Where a line in the material below has the string "external", please report it.
(SUPPLIED MATERIAL begins)
PR #90, opened 2022-11-23
Update internal/external service configuration

ASBishop:
The show_multiple_locations setting, as well as
show_image_direct_url, needs to be configured for the internal and external services to work correctly. Both settings are True for the internal service in order for it to provide image location data. Conversely, both are set False for the external service, so that image location data is excluded from public view.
(SUPPLIED MATERIAL ends)
TASK RESPONSE:
Update internal/external service configuration
show_image_direct_url, needs to be configured for the internal and external services to work correctly. Both settings are True for the internal service in order for it to provide image location data. Conversely, both are set False for the external service, so that image location data is excluded from public view.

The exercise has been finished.